• What you will do
Return each line of the records holding the string "code".

• Given data
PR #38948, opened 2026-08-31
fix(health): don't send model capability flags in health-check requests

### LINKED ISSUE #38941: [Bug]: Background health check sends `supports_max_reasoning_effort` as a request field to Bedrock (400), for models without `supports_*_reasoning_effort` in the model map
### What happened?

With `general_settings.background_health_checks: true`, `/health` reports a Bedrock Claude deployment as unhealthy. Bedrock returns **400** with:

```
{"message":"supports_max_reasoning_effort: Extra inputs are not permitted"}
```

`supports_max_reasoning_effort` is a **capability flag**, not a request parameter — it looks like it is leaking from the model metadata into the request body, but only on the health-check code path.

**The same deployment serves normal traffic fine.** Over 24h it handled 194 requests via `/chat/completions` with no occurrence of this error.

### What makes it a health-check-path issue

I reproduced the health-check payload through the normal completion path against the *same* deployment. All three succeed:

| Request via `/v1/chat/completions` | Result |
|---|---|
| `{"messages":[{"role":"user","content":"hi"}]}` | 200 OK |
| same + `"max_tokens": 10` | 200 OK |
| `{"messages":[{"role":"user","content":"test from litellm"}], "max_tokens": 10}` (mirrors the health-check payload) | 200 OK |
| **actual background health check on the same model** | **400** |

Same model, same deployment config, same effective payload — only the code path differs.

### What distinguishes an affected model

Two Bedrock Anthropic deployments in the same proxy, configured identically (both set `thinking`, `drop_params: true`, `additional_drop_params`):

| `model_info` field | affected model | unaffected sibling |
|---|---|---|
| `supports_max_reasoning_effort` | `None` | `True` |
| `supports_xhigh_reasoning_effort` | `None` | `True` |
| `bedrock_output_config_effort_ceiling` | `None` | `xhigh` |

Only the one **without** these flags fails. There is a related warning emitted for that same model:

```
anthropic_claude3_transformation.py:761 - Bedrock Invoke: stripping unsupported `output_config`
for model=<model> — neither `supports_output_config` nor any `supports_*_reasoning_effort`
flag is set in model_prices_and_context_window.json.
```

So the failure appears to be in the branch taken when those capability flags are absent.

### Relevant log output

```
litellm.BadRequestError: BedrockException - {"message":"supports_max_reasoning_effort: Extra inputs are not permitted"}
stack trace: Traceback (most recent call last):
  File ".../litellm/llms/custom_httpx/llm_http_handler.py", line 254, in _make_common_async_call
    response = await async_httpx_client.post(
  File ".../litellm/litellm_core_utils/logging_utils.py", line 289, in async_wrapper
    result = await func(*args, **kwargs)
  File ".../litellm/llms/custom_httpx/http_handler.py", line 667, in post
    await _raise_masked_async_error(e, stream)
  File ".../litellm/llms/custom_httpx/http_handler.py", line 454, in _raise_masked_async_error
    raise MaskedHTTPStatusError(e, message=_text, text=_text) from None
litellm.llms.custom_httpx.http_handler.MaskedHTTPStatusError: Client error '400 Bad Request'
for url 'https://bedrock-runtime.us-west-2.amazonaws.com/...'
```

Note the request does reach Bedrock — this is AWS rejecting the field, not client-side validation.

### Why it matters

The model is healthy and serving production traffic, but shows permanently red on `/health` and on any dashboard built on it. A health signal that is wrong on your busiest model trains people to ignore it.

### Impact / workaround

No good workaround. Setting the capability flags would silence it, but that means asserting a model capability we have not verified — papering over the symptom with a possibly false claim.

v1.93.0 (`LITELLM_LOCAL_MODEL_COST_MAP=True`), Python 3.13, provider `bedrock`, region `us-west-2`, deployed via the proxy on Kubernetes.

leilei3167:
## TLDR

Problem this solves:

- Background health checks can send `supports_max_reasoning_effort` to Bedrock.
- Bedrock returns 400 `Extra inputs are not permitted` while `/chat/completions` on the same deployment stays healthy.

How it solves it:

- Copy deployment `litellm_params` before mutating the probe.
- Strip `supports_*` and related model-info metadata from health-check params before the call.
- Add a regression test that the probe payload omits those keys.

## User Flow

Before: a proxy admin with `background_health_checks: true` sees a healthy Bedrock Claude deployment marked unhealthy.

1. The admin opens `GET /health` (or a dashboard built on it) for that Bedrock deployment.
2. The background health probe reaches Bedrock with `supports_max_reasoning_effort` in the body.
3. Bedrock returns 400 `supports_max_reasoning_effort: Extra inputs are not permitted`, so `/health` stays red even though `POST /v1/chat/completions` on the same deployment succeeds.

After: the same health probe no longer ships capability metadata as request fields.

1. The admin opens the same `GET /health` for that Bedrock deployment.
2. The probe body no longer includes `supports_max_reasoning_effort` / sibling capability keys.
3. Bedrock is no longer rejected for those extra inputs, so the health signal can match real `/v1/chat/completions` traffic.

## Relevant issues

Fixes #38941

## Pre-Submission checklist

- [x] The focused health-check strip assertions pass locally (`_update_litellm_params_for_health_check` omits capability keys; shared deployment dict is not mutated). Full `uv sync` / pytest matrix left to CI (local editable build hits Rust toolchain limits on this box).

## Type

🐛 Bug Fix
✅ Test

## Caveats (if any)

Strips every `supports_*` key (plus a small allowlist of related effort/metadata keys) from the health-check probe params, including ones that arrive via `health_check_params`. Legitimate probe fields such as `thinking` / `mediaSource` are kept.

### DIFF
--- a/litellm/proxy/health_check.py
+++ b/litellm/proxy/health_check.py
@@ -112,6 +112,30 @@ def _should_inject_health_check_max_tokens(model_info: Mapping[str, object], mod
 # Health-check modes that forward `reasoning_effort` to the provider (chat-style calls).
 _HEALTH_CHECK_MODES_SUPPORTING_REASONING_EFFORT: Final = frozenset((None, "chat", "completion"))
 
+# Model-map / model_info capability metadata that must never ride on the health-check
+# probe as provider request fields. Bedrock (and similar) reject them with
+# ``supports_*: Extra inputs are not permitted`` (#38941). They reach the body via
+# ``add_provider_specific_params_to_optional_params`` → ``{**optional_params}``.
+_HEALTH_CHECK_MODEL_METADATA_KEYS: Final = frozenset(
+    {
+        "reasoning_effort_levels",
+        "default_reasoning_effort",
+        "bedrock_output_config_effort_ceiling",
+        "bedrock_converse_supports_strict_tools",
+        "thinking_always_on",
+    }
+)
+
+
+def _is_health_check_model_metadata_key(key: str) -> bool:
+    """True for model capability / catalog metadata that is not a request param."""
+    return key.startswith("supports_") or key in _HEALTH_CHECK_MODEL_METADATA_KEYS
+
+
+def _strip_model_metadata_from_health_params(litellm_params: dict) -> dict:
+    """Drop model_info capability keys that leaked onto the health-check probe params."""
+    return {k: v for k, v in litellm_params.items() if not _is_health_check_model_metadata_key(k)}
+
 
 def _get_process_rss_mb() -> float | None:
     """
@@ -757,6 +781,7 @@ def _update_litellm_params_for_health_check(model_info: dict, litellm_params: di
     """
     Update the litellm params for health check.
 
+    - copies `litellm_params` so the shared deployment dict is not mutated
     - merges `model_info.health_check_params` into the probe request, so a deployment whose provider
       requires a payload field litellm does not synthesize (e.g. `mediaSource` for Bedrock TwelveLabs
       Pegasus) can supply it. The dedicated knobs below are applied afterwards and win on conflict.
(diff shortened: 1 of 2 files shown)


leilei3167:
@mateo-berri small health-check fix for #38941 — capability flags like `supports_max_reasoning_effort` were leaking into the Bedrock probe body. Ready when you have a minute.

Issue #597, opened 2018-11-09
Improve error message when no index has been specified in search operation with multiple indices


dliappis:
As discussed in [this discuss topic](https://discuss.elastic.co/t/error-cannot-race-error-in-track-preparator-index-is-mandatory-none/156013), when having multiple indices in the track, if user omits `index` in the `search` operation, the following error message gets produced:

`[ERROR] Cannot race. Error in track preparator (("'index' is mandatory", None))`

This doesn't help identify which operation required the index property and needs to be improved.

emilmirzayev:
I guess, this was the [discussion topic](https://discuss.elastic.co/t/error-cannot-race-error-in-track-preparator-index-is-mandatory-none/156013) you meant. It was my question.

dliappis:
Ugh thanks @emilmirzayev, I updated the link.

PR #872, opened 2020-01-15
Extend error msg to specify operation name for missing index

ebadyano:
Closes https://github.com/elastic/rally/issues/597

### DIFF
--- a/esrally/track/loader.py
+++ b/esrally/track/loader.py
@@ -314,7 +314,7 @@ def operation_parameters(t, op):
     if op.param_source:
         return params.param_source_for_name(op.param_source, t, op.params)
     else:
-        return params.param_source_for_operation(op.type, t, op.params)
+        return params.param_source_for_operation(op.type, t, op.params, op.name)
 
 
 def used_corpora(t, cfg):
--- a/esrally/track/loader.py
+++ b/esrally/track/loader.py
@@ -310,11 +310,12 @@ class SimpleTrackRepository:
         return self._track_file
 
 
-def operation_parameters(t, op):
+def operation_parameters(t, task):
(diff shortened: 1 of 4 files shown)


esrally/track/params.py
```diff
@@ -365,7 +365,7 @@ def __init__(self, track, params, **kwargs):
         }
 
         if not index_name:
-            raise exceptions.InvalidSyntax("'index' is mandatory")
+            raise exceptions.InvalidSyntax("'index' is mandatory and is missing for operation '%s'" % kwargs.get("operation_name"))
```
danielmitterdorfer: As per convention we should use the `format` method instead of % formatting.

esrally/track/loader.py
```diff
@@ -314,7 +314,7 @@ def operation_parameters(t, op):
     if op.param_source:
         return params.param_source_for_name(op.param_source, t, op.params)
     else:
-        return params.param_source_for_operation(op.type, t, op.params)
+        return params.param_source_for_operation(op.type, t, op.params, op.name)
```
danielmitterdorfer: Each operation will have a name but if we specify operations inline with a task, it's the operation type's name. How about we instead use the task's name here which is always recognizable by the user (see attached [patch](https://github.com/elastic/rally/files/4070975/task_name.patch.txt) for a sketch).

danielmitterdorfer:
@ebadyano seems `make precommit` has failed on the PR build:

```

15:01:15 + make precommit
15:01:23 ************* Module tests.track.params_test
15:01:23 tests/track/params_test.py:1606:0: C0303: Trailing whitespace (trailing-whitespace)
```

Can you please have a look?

• Exercise response
`supports_max_reasoning_effort` is a **capability flag**, not a request parameter — it looks like it is leaking from the model metadata into the request body, but only on the health-check code path.
Same model, same deployment config, same effective payload — only the code path differs.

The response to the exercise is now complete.